(RECORDS PROVIDED Opens)
PR #618, opened 2019-05-18
Remove two-arg call to activate

theJohnnyBrown:
The two-arity version is [removed in version 0.33](https://github.com/opentracing/opentracing-java/commit/5ed6a47975ed9a19c8de3bcbe27a9385a14de479#diff-1fba031275dd47ef915364ad0aa5c267) and the one-arity call is present in 0.31

### DIFF
--- a/log/src/io/pedestal/log.clj
+++ b/log/src/io/pedestal/log.clj
@@ -839,7 +839,7 @@
                initial-tags)
        (.start ^Tracer$SpanBuilder builder))))
   (-activate-span [t span]
-    (.activate (.scopeManager t) ^Span span false)
+    (.activate (.scopeManager t) ^Span span)
     span)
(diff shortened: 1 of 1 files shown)


theJohnnyBrown:
@ohpauleez anything else you need to see here?

ohpauleez:
Thanks for checking in!
I think we're all set here.  We're just waiting until all dependencies are updated and we can get some additional tests around this change.

ddeaguiar:
@theJohnnyBrown, thanks for creating this PR! Can you submit a signed [Cognitect Contributor Agreement](https://github.com/pedestal/pedestal/blob/master/CONTRIBUTING.md#contributors-agreement)?

ddeaguiar:
CA completed.

PR #625, opened 2019-07-15
Fix header key name for OpenTracing span

DjebbZ:


ohpauleez:
Thanks for cleaning up my sloppy doc/comment typos, they're difficult for me to spot :)

DjebbZ:
Arf, please don't close the PR I was typing the description of the issue.

DjebbZ:
Hello, I'd like to exchange this small pull-request for some support regarding implementing OpenTracing for our pedestal web app.

Using `pedestal 0.5.5` and `io.jaegertracing/jaeger-client "0.35.5"` I managed to add OpenTracing to my application, I can spawn the Jaeger UI and see the traces, whether it's the trace automatically created for each request by pedestal or the ones I manually add. So far so good.

The problem I have is that we want to generate the Trace ID not from our Pedestal web app but from our NginX in the front. This part works fine, but our pedestal app is not able to extract the Trace ID from the HTTP headers, so we can't connect the dots the see the flow of the request. We need because down the line we have more pedestal API apps for which we must pass the Trace ID in the headers.

Looking closely at the problem, it seems that :

1. The headers is [supposed to be named `uber-trace-id`](https://github.com/jaegertracing/documentation/blob/62b43b32f4fa4bf9c317fb66818dab7c1d9cfcf4/content/docs/1.9/client-libraries.md#propagation-format), not `uber-id` (hence my PR). It seems confirmed by the NginX module we installed that does generate the proper `uber-trace-id` header (and not `uber-id`).
2. The code that does the extraction `io.pedestal.interceptor.trace/default-span-resolver` doesn't seem to work. I noticed it's different from the one in the AWS xray tracing : in `io.pedestal.log.aws.xray/span-resolver`, the resolver for HTTP headers looks like :

``` clojure
;; Is there an X-Ray Trace ID in the headers?
(when-let [header-str (or (get-in context [:request :headers trace-header-lower])
                          (get-in context [:request :headers TraceHeader/HEADER_KEY]))]
  (let [^TraceHeader trace-header (TraceHeader/fromString ^String header-str)
        ^TraceID trace-id         (.getRootTraceId trace-header)
        ^String parent-id         (.getParentId trace-header)]
    ;; Defend against the case where you're cycling back in on yourself,
    ;; within the same thread.
    (if-let [current-entity (try
                              (.getTraceEntity recorder)
                              (catch Exception e nil))]
      (.beginSubsegment recorder ^String operation-name)
      (.beginSegment recorder
                     ^String operation-name
                     ^TraceID trace-id
                     ^String parent-id))))
```

It seems to try reading from the header directly and doesn't use the TextMapExtractAdapter from OpenTracing. Are you sure the one in `io.pedestal.interceptor.trace/default-span-resolver` works ?

I'd love help on this point, because it's the only remaining blocker that prevents us from deploying our pedestal app with OpenTracing.

PS: I promise that if you help me solved the problem, I'll do a PR to update the *outdated* tracing sample (I have a working version :) )

DjebbZ:
After a few trials, it seems that the code used to extract the SpanContext (and the Trace ID) from the HTTP headers always returns nil =>

``` clojure
(.extract ^Tracer log/default-tracer
          Format$Builtin/HTTP_HEADERS
          (TextMapExtractAdapter. {"uber-trace-id" "8fbaf02bafb708d4079586ac617d177b"}))
;; nil
```

This could explain why it doesn't work.

DjebbZ:
Even when using a 64-bit long trace id in the header (my example was way too long), it sill returns `nil`.

PR #627, opened 2019-08-02
Fix typo ('interceptors' for possessive singular)

SherSpock:
This is a dangling bit of business left over from pedestal/pedestal-docs/issues/125


SherSpock:
yw!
(RECORDS PROVIDED Closes)
▸ WHAT TO WORK ON
Filter the entries above down to the lines that contain the word "seems".

▸ SOLUTION
Looking closely at the problem, it seems that :
1. The headers is [supposed to be named `uber-trace-id`](https://github.com/jaegertracing/documentation/blob/62b43b32f4fa4bf9c317fb66818dab7c1d9cfcf4/content/docs/1.9/client-libraries.md#propagation-format), not `uber-id` (hence my PR). It seems confirmed by the NginX module we installed that does generate the proper `uber-trace-id` header (and not `uber-id`).
It seems to try reading from the header directly and doesn't use the TextMapExtractAdapter from OpenTracing. Are you sure the one in `io.pedestal.interceptor.trace/default-span-resolver` works ?
After a few trials, it seems that the code used to extract the SpanContext (and the Trace ID) from the HTTP headers always returns nil =>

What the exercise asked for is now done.